### Exercise aim
Check every line of the entries below for "permisă", and copy the lines that have it.

### Supplied records
PR #52150, opened 2023-10-18
[Validator] Added missing translations for Romanian language for Validator component #51901

### LINKED ISSUE #51901: Missing translations for Romanian (ro)
Hello,

There are some missing translation for Romanian (ro). These should be added in branch 5.4. 
See https://github.com/symfony/symfony/issues/38710 for details and [this page](https://symfony-translations.nyholm.tech/#pr) for an example.

These are the files that should be updated: 
- [src/Symfony/Component/Validator/Resources/translations/validators.ro.xlf](https://github.com/symfony/symfony/blob/5.4/src/Symfony/Component/Validator/Resources/translations/validators.ro.xlf)

> [!NOTE]
> If you want to work on this issue, add a comment to assign it to yourself and let others know that this is already taken.

vetali:
| Q             | A
| ------------- | ---
| Branch?       | 5.4
| Bug fix?      | no
| New feature?  | no
| Deprecations? | no
| Tickets       | Fix #51901 
| License       | MIT

This PR adds missing translations for Romanian language for Validator component

### DIFF
--- a/src/Symfony/Component/Validator/Resources/translations/validators.ro.xlf
+++ b/src/Symfony/Component/Validator/Resources/translations/validators.ro.xlf
@@ -398,6 +398,30 @@
                 <source>The value of the netmask should be between {{ min }} and {{ max }}.</source>
                 <target>Valoarea netmask-ului trebuie sa fie intre {{ min }} si {{ max }}.</target>
             </trans-unit>
+            <trans-unit id="104">
+                <source>The filename is too long. It should have {{ filename_max_length }} character or less.|The filename is too long. It should have {{ filename_max_length }} characters or less.</source>
+                <target>Denumirea fișierului este prea lungă. Ea trebuie să conțină {{ filename_max_length }} caractere sau mai puține.|Denumirea fișierului este prea lungă. Ea trebuie să conțină {{ filename_max_length }} caractere sau mai puține.</target>
+            </trans-unit>
+            <trans-unit id="105">
+                <source>The password strength is too low. Please use a stronger password.</source>
+                <target>Complexitatea parolei este prea mică. Vă rugăm să folosiți o parolă mai puternică.</target>
+            </trans-unit>
+            <trans-unit id="106">
+                <source>This value contains characters that are not allowed by the current restriction-level.</source>
+                <target>Această valoare conține caractere care nu sunt premise de nivelul de restricționare curent.</target>
+            </trans-unit>
+            <trans-unit id="107">
+                <source>Using invisible characters is not allowed.</source>
+                <target>Folosirea caracterelor invizibile nu este permisă.</target>
+            </trans-unit>
+            <trans-unit id="108">
+                <source>Mixing numbers from different scripts is not allowed.</source>
+                <target>Combinarea numerelor din diferite script-uri nu este permisă.</target>
+            </trans-unit>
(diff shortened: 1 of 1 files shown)


src/Symfony/Component/Validator/Resources/translations/validators.ro.xlf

### Solution to this problem
+                <target>Folosirea caracterelor invizibile nu este permisă.</target>
+                <target>Combinarea numerelor din diferite script-uri nu este permisă.</target>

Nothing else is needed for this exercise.